(EXERCISE INPUT)

PR #295, opened 2025-12-17
Introduce a "standard pressure" parameter in the reference state

### LINKED ISSUE #229: Exner function definition differs from the standard one
We currently use 

$$ \Pi = \left ( \frac{p_r}{p_0} \right )^{R^m / c^{pm}} $$

where $p_0$ is the "Base pressure" of the formulation; ie the reference pressure at $z=0$.

I think the standard definition of the Exner function is 

$$ \Pi = \left ( \frac{p_r}{10^5} \right )^{R^m / c^{pm}} $$

although some even use the exponent $R^d / c^{pd}$ rather than the moist part (Pauluis 2008 argued that omitting moisture violates the first law)

_Originally posted by @glwagner in https://github.com/NumericalEarth/Breeze.jl/issues/228#issuecomment-3621585298_

glwagner:
This permits computing the standard form of potential temperature, at the expense of a little bit extra GPU parameter space, sadly.

Closes #229

### DIFF
--- a/.github/workflows/TagBot.yml
+++ b/.github/workflows/TagBot.yml
@@ -1,0 +1,20 @@
+name: TagBot
+
+on:
+  issue_comment:
+    types:
+      - created
+  workflow_dispatch:
+    inputs:
+      lookback:
+        default: "3"
+
+jobs:
+  TagBot:
+    if: github.event_name == 'workflow_dispatch' || github.actor == 'JuliaTagBot'
+    runs-on: ubuntu-latest
+    steps:
+      - uses: JuliaRegistries/TagBot@v1
+        with:
+          token: ${{ secrets.GITHUB_TOKEN }}
+          ssh: ${{ secrets.DOCUMENTER_KEY }}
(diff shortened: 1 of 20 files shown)


docs/src/appendix/notation.md
```diff
@@ -80,10 +80,11 @@ The following table also uses a few conventions that suffuse the source code and
 | ``\mathcal{L}^i(T)``                | `ℒⁱ`   | `ice_latent_heat(T, constants)`     | Temperature-dependent latent heat of deposition                                |
 | ``θ₀``                              | `θ₀`   | `RS.potential_temperature`          | (Constant) reference potential temperature for the anelastic formulation       |
 | ``p₀``                              | `p₀`   | `RS.surface_pressure`               | Base (surface) reference pressure                                              |
```
navidcy: is there a default for p₀? shall we mention here?

glwagner: the default is 101325 which is the mean sea level pressure on earth

glwagner:
```suggestion
| ``p₀``                              | `p₀`   | `RS.surface_pressure`               | Surface reference pressure                                              |
```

(End EXERCISE INPUT)

» **DIRECTIONS**: Copy down every line of the entries containing the word "secrets".

» **RESPONSE FOR THIS EXERCISE**:
+          token: ${{ secrets.GITHUB_TOKEN }}
+          ssh: ${{ secrets.DOCUMENTER_KEY }}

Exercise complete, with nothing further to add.